Monday, February 9, 2026

Standing Up for "Funny Girl"

The local production of “Funny Girl” was supposed to start at 2 pm Sunday. By 2:15 the audience was getting antsy. From behind a side curtain out stepped the executive director of the theater company to apologize for the delay and to explain that the star of the show playing Fanny Brice had an untimely ailment. Her understudy needed a few minutes more to get makeup and costumes in order.  

Most of the audience had read or heard rave reviews about the now incapacitated Fanny. They, including Gilda and me, naturally wondered if we would get our money’s worth. 


We were about to experience first hand a version of “42nd Street” wherein an unproven “young, naive chorus girl, Peggy Sawyer, gets her big break when the leading lady of a new musical breaks her ankle, forcing Peggy to step into the spotlight and become an overnight star.”


We needn’t have worried. 


Though Emma Mischel generally performs as one of the ensemble of the Arts Express Theatre of Tucson, she seized her moment, fully embodying the role that catapulted Barbra Streisand into a tour-de-force star when it opened on Broadway March 26, 1964. 


Streisand was a month shy of her 22nd birthday when “Funny Girl” premiered. Emma Mischel is two years older. 


If there were any mishaps in her performance I couldn’t detect them from my front row seat. She blended seamlessly with cast members, all of whom hugged her after the finale. 


Now, I am not predicting national stardom for Emma.
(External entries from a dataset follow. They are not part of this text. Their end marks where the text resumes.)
PR #601, opened 2023-01-17
COMP: Init with fiji imagej

thewtex:
To address:

```
Failed to bootstrap the artifact.

Possible solutions:
* Double check the endpoint for correctness (https://search.maven.org/).
* Add needed repositories to ~/.jgorc [repositories] block (see README).
* Try with an explicit version number (release metadata might be wrong).

Full Maven error output:
Error: R] Some problems were encountered while processing the POMs:
Error: ] Non-resolvable import POM: Could not transfer artifact net.imagej:imagej:pom:2.5.0 from/to scijava.public (https://maven.scijava.org/content/groups/public): transfer failed for https://maven.scijava.org/content/groups/public/net/imagej/imagej/2.5.0/imagej-2.5.0.pom @ line 8, column 29
Error: ] 'dependencies.dependency.version' for net.imagej:imagej-legacy:jar is missing. @ line 10, column 252
Error: ] 'dependencies.dependency.version' for org.scijava:scijava-config:jar is missing. @ line 10, column 462
Error: ] The build could not read 1 project -> [Help 1]
Error: ]
Error: ]   The project net.imagej-BOOTSTRAPPER:imagej-BOOTSTRAPPER:0 (/home/runner/.jgo/net.imagej/imagej/2.5.0/25280ba63ac2b82ba82d0e0126a26046929ed9f235535b7c20636efa1a51762f/pom.xml) has 3 errors
Error: ]     Non-resolvable import POM: Could not transfer artifact net.imagej:imagej:pom:2.5.0 from/to scijava.public (https://maven.scijava.org/content/groups/public): transfer failed for https://maven.scijava.org/content/groups/public/net/imagej/imagej/2.5.0/imagej-2.5.0.pom @ line 8, column 29: PKIX path building failed: sun.security.provider.certpath.SunCertPathBuilderException: unable to find valid certification path to requested target -> [Help 2]
Error: ]     'dependencies.dependency.version' for net.imagej:imagej-legacy:jar is missing. @ line 10, column 252
Error: ]     'dependencies.dependency.version' for org.scijava:scijava-config:jar is missing. @ line 10, column 462
Error: ]
Error: ] To see the full stack trace of the errors, re-run Maven with the -e switch.
Error: ] Re-run Maven using the -X switch to enable full debug logging.
Error: ]
Error: ] For more information about the errors and possible solutions, please read the following articles:
Error: ] [Help 1] http://cwiki.apache.org/confluence/display/MAVEN/ProjectBuildingException
Error: ] [Help 2] http://cwiki.apache.org/confluence/display/MAVEN/UnresolvableModelException
```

But for one day she fulfilled the role every understudy secretly aspires to embrace. 


As I was composing this blog I was struck by Emma’s last name. It sounded familiar. And then I remembered that the recent “Funny Girl” revival on Broadway had its lagging sales revived when Lea Michele took over the Fanny Brice role from Beanie Feldstein. 


Michele. Mischel. Sounds too true to be believed if I hadn’t experienced it myself.